* _Data listing_:
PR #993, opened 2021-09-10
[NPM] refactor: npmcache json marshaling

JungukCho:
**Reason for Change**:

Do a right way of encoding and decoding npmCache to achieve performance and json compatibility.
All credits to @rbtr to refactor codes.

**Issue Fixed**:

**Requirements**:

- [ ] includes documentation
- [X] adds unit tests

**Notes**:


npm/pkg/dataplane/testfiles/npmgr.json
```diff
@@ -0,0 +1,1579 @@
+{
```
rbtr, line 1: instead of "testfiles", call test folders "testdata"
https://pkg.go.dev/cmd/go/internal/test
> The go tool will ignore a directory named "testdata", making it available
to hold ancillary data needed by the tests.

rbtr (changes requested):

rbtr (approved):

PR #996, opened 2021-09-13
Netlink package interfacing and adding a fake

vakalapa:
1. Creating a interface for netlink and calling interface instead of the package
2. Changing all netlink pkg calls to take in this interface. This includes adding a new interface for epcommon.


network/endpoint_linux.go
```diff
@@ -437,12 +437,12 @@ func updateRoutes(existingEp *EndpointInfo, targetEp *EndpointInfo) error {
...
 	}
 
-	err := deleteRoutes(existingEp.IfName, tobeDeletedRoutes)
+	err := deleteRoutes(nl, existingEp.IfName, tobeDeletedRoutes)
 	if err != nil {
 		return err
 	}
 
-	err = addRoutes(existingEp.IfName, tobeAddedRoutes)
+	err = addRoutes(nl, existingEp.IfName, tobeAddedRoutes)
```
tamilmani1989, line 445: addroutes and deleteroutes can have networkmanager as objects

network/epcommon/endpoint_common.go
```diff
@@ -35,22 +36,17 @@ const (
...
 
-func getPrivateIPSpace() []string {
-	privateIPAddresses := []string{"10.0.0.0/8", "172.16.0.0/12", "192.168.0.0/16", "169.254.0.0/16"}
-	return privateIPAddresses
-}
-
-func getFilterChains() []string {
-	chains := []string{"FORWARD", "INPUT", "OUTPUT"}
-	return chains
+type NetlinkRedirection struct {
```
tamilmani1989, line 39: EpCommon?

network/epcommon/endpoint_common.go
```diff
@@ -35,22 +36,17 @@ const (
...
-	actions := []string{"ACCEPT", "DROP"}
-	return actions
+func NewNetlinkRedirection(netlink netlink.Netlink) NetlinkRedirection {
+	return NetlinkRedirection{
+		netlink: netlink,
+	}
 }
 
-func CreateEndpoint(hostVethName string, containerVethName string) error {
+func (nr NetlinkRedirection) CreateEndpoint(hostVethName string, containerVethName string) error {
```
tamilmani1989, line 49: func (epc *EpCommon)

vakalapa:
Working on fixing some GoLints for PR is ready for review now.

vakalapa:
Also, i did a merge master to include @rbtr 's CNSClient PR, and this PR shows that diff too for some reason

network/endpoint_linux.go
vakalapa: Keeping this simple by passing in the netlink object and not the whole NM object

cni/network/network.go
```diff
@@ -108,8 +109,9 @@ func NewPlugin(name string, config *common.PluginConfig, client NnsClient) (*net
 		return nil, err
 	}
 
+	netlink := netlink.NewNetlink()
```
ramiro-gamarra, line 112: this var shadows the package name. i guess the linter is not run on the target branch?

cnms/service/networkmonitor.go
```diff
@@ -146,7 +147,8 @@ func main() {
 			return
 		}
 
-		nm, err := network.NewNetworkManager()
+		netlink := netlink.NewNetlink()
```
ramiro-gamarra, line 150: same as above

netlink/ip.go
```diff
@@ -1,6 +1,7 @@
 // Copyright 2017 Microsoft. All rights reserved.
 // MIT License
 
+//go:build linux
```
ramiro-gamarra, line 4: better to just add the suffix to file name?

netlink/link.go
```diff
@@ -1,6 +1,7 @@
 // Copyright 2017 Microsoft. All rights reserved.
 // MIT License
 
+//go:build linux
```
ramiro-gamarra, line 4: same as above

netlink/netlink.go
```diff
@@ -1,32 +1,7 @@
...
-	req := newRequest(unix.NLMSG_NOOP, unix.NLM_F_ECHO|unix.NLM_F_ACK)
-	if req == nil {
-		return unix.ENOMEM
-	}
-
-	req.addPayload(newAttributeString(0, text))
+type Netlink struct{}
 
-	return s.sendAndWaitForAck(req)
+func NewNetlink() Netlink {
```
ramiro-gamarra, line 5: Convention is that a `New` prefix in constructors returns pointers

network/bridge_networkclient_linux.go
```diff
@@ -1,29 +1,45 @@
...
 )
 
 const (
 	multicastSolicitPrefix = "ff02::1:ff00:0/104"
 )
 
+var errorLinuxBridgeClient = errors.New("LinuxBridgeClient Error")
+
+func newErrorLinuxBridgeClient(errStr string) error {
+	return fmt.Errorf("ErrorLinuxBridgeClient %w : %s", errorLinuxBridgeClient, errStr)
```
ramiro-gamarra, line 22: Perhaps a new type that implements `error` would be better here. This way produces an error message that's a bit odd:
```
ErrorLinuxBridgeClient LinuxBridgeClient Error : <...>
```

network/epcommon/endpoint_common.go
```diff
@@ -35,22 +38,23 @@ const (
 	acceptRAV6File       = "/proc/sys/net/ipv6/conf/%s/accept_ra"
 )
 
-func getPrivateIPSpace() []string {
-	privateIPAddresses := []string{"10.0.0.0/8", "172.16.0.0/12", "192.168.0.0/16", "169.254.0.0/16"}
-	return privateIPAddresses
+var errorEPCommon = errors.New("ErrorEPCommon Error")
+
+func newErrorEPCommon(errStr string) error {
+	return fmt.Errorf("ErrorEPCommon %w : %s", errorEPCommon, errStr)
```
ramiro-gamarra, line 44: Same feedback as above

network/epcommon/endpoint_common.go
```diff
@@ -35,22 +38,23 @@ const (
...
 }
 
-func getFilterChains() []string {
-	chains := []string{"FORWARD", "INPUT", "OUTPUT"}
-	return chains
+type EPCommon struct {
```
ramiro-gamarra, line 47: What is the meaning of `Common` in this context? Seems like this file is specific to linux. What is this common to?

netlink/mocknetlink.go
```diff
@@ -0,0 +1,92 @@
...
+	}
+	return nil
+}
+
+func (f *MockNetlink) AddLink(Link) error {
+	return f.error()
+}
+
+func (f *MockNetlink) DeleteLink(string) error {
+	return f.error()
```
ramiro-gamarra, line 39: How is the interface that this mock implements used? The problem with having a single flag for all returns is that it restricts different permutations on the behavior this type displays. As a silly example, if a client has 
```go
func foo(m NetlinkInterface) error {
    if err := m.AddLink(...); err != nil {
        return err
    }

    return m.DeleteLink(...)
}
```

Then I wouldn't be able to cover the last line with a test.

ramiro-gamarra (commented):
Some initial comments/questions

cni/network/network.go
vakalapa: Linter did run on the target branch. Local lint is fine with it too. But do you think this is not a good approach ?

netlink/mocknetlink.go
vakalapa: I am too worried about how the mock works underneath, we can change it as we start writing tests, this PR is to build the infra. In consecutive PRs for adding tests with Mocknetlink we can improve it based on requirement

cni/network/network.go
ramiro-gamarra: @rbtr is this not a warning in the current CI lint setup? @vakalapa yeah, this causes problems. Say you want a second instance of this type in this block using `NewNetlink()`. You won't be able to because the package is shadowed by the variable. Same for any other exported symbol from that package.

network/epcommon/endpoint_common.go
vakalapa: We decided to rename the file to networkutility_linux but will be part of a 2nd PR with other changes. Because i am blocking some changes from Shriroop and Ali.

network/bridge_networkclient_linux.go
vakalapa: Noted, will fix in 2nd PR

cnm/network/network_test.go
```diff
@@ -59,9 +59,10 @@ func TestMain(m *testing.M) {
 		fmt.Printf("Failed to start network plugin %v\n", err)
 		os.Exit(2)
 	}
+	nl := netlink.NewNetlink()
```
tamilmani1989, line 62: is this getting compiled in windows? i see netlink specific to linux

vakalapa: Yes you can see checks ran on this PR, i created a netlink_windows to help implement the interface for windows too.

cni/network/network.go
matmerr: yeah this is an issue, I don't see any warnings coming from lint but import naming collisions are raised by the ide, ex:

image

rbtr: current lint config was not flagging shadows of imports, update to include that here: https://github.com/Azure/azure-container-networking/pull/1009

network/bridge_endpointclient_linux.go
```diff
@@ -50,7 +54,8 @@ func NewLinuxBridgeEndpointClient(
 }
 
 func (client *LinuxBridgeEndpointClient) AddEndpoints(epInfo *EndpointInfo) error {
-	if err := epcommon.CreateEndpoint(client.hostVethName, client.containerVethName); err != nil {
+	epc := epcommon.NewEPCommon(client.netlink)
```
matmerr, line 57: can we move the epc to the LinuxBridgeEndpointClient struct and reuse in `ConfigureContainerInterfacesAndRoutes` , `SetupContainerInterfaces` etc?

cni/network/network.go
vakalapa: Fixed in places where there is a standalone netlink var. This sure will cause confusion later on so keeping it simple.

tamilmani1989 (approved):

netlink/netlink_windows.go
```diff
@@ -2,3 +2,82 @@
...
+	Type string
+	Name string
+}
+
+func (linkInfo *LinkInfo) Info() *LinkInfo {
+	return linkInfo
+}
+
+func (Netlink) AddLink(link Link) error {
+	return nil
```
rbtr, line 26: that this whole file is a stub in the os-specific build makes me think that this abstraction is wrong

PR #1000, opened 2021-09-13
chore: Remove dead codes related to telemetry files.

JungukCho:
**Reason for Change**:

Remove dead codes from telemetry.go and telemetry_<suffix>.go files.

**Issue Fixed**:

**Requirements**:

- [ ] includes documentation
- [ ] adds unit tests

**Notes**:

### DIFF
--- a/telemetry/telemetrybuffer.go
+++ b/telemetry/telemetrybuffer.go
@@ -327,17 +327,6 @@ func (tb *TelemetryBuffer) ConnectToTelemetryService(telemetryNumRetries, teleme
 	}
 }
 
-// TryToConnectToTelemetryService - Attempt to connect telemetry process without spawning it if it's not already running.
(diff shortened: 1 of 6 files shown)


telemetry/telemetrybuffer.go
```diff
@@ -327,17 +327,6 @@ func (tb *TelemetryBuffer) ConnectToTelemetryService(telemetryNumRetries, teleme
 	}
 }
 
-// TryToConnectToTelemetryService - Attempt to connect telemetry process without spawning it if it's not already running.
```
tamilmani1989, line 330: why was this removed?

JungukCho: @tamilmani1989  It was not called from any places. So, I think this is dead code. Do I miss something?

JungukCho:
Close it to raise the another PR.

* _What you should do_: Scan the entries above for the line containing "tamilmani1989, line 49: func (epc *EpCommon)", and copy it and all lines after it exactly, down to and including the line containing "ramiro-gamarra, line 150: same as above".

* _Solution to the problem_:
tamilmani1989, line 49: func (epc *EpCommon)

vakalapa:
Working on fixing some GoLints for PR is ready for review now.

vakalapa:
Also, i did a merge master to include @rbtr 's CNSClient PR, and this PR shows that diff too for some reason

network/endpoint_linux.go
vakalapa: Keeping this simple by passing in the netlink object and not the whole NM object

cni/network/network.go
```diff
@@ -108,8 +109,9 @@ func NewPlugin(name string, config *common.PluginConfig, client NnsClient) (*net
 		return nil, err
 	}
 
+	netlink := netlink.NewNetlink()
```
ramiro-gamarra, line 112: this var shadows the package name. i guess the linter is not run on the target branch?

cnms/service/networkmonitor.go
```diff
@@ -146,7 +147,8 @@ func main() {
 			return
 		}
 
-		nm, err := network.NewNetworkManager()
+		netlink := netlink.NewNetlink()
```
ramiro-gamarra, line 150: same as above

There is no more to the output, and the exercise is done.